Dans les systèmes vernaculaires, où le travail possède un statut inconnu chez nous, ou alors relève quelques fois carrément de l’esclavage, ces techniques restent possibles, pour autant que les savoir-faire ne soient pas perdus ou qu’ils soient réacclimatés de manière expérimentale. Des conjonctures particulières, des crédits au développement par exemple, ont permis de fantastiques réalisations. Nous pensons aux constructions de Fabrizio Carola, d’Anna Heringer ou de Francis Kéré, qui ne sont pas devenues pour rien des icônes mondiales. Elles ont revêtu ce statut par le mécanisme des publications, des prix et des conférences, en raison précisément, de leurs qualités exceptionnelles, de leur rareté absolue. Leur héroïsme procure au matériau pisé et aux constructions en adobe une audience sans proportion avec la réalité de terrain, là où des populations dans le dénuement, la pauvreté ou l’exil, par force, doivent construire leurs abris pour elles-mêmes.

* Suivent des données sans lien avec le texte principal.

PR #6746, opened 2024-12-12
Ramsay t/translation efficiency 2

ramsay-t:
I broke the other PR :( sorry. This one should be properly signed and mergable?


ana-pantilie:
@ramsay-t let me know when this is ready for review again.

ana-pantilie (commented):
@ramsay-t let me know when this is ready for review again.

ramsay-t:
@ana-pantilie @Unisay I've done some fairly horrible things with our golden testing functions but it seems to work :) There are two examples - one currently certifying and one not - with a simple process to add more. 

Yes, technically a test of the certifier ought to not invoke the optimiser and should use the AST stacks as input, rather than UPLC and calling the optimiser, but that would be really annoying to serialise and store. I would argue that if we change the optimiser enough to change the code it produces then we probably should re-read the certifier tests at least quickly to make we haven't changed anything the certifier *should* care about.

plutus-executables/test/certifier/Spec.hs
```diff
@@ -0,0 +1,62 @@
...
+makeTestTree :: [ String ] -> [ TestTree ]
+makeTestTree = map (\s -> makeGoldenUplcCert fixedPath s)
+
+main :: IO ()
+main = do
+  setLocaleEncoding utf8
+  defaultMain $
+    testGroup "Certification"
+    [ testGroup "simple certification"  $ makeTestTree simpleTests
+    , testGroup "failing certification"  $ makeTestTree failingTests
```
ana-pantilie, line 61: It's good that we can run tests on CI now, but an important aspect of testing is communicating intent: why do we expect the `len` test to fail?

ramsay-t: As the comment above the definition on line 48 says: they "fail" in the sense that the certifier says "no" (currently). We will need to look into why that is, but you explicitly asked me to include this so we know the semantics aren't changed (until we do change them).

Unisay:
Please re-format the `plutus-executables/test/certifier/Spec.hs` with fourmolu

plutus-executables/test/certifier/Spec.hs
```diff
@@ -0,0 +1,62 @@
+{-# LANGUAGE OverloadedStrings #-}
```
Unisay, line 1: This pragma is likely not needed as the language extension is already switched on by default in  the cabal file.

plutus-executables/test/certifier/Spec.hs
ana-pantilie: Usually you want to add tests which actually behave the way you expect them to. So this failing test should be transformed into a succeeding test, and commented out until it's fixed.

ana-pantilie:
Can you add the rest of the tests we were using to check the certifier manually? Like the ones generated by the `uplc` executable (factorial, fibonacci etc.).

effectfully (approved):
Fine by me, but to repeat my previous point I currently do not believe this is the right solution long-term despite it making things faster short-term. More on that [here](https://github.com/IntersectMBO/plutus/pull/6713#issuecomment-2505645505).

plutus-executables/test/certifier/Spec.hs
ramsay-t: Perhaps "failing" is the wrong name - we want some tests that _don't_ certify. Otherwise we are just demonstrating that the certifier says "yes", and not that it actually checks things. I'm not sure what English word you would prefer to "failing" in that case? Rejected, or Negative?

plutus-executables/test/certifier/Spec.hs
```diff
@@ -0,0 +1,62 @@
...
+
+{- | The tests in this file run tests of the uplc certifier. Various unoptimised UPLC is
```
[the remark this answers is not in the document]
ramsay-t: ...this is 89?

I'm all for the classic 80 character limit if you'd prefer, but then lets set the github commit hook to enforce that.

plutus-executables/test/certifier/Spec.hs
ramsay-t: Yes, I know really we should have tests that we _intend_ to be rejected, but I was hoping to avoid turning this into a solid week of test engineering ;) I shall do that though...

ramsay-t:
> Can you add the rest of the tests we were using to check the certifier manually? Like the ones generated by the `uplc` executable (factorial, fibonacci etc.).

The problem is they are randomly generated, so we can't do them as "golden" tests. Then we would have to decide what we are testing? Do we assume they all certify? Are we defining that as the last line of the response being "The compilation was successfully certified." - or do we actually set the exit code properly in the executable when certification fails?

ana-pantilie:
@ramsay-t 

> The problem is they are randomly generated, so we can't do them as "golden" tests. 

How are they randomly generated? They're just UPLC programs, we can add the UPLC code as you have with the other tests you added here. 

> Then we would have to decide what we are testing? Do we assume they all certify? 

It doesn't make sense to have integration tests which are expected to fail. That would mean that either the compiler or the certifier is broken in some way.

> Are we defining that as the last line of the response being "The compilation was successfully certified." - or do we actually set the exit code properly in the executable when certification fails?

I think just checking the text is fine for now, we can improve that in the future.

plutus-executables/plutus-executables.cabal
ramsay-t, line 1: @effectfully this appears to have changed nothing in the CI :( perhaps you meant something different?

effectfully: I think you need to import it, like it's done in this file with `os-support`.

ramsay-t: Well, that fails _fast_ at least :)

plutus-executables/test/certifier/Spec.hs
```diff
@@ -0,0 +1,105 @@
...
+  [ "inc"
+  -- , len
+  ]
+
+-- These run but the certifier says "no"
+rejectedTests :: [String]
+rejectedTests =
+  [
+
+  ]
```
ana-pantilie, line 89: It doesn't make sense to keep this. It's dead code.

plutus-executables/test/certifier/Spec.hs
```diff
@@ -0,0 +1,105 @@
...
+
+-- We were just calling the nested stuff with this constant, so it
+-- might as well be constant for now.
+fixedPath :: [ String ]
+fixedPath = ["test", "certifier"]
+
+srcTests :: [ String ]
+srcTests =
+  [ "inc"
+  -- , len
```
ana-pantilie, line 81: At least add a comment describing why this test is not enabled.

plutus-executables/test/certifier/Spec.hs
```diff
@@ -0,0 +1,105 @@
...
+    $ "The compilation was successfully certified." == lastLine
+
+-- We were just calling the nested stuff with this constant, so it
+-- might as well be constant for now.
+fixedPath :: [ String ]
+fixedPath = ["test", "certifier"]
+
+srcTests :: [ String ]
+srcTests =
+  [ "inc"
```
ana-pantilie, line 80: Can you please add the other tests as well as I asked? That should be very quick. I would normally be ok with you adding these in a separate PR, but since you decided to combine the testing framework with changes to the decision procedures as well, I will have to insist that you show that the changes to the decision procedures do not break any of the tests we have been running manually until now.

ana-pantilie (changes requested):

plutus-executables/test/certifier/Spec.hs
ramsay-t: No it isn't its called on line 104 😸

plutus-executables/test/certifier/Spec.hs
ramsay-t: They are in the makeExample list....? Since they are generated from the executable it made more sense to let it generate fresh versions each time and certify those. We could include hardcoded instances or each of them, but the fresh ones are maybe more interesting?

ana-pantilie (approved):

plutus-executables/test/certifier/Spec.hs
ramsay-t: Except: why do these never trigger the bug that the short “len” example triggers? They are probably already optimised and so are just returning an ID change all the time…. If we can make them unoptimised then they will be more useful but will currently fail (possibly randomly?)

ana-pantilie: I remember that the `uplc` examples are unoptimised. If I printed the `factorial` or whatever script, I remember seeing `force ... delays` that could definitely be reduced.

ramsay-t: Looking at the generated certificates, there does seem to be _some_ changes happening, so these are meaningful tests - although they might be more meaningful if we used the plc examples and then fed those in so there was more work happening...

ramsay-t: I think we were typing at the same time :) These are fine for now, although I could spend ages improving them!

Les laboratoires scientifiques spécialisés dans la recherche sur la terre ont déployé sans le vouloir un curieux paradoxe ; stimulés par des mandats octroyés par l’industrie du ciment, ils sont devenus le creuset où se sont forgées des connaissances nouvelles qui semblent bien être de nature à redonner à la terre une nouvelle place comme matériau de construction. Il y eut tout d’abord les travaux sur l’empilement compact des sphères et leur application aux agrégats (mortiers, bétons etc.). Ces mandats de recherche confiés à CRAterre ont véritablement fait décoller la recherche. Il y eut ensuite les travaux sur l’agencement des plaquettes d’argile selon les PH de l’eau et les percées qui permettent la valorisation des fines argilo-calcaires et qui ouvrent la voie au développement de bétons de terre hautement performants. Ce sont en particulier les travaux de Guillaume Habert à l’Ecole polytechnique fédérale de Zurich. La portée de ces travaux est telle qu’il est permis de penser à une véritable rupture de paradigme dans les techniques de construction en terre. Ils se situent dans la veine des biomimétismes et sont de nature à permettre à notre espèce d’espérer un jour faire aussi bien qu’un simple moineau. Car enfin, la coquille de son œuf est faite, tout bien considéré, d’un béton à très haute résistance dont les liants sont obtenus à basse température. 

Curieusement, au lieu de la sérénité de la controverse scientifique et de l’enthousiasme du partage permis par la rencontre de pratiques empiriques, vernaculaires et de la recherche académique moderne, on assiste à une polémique de nature idéologique. Nous n’ignorons pas que les débats techniques recèlent un haut niveau d’intrication avec des problématiques économiques et sociales, encore faut-il véritablement en maîtriser les termes. Les invectives, les déclarations et les incantations contre les marchands qui profaneraient le temple des pratiques vernaculaires correspondent à des postures qu’ont adoptées celles et ceux qui ont choisi d’ignorer les développements scientifiques évoqués ici. En dernier ressort, elles reviennent à confiner la construction en terre dans une pratique marginale, élitiste, pour le seul profit de celles et ceux qui contrôlent ce marché de niche et dont on étale avec complaisance de véritables publireportages.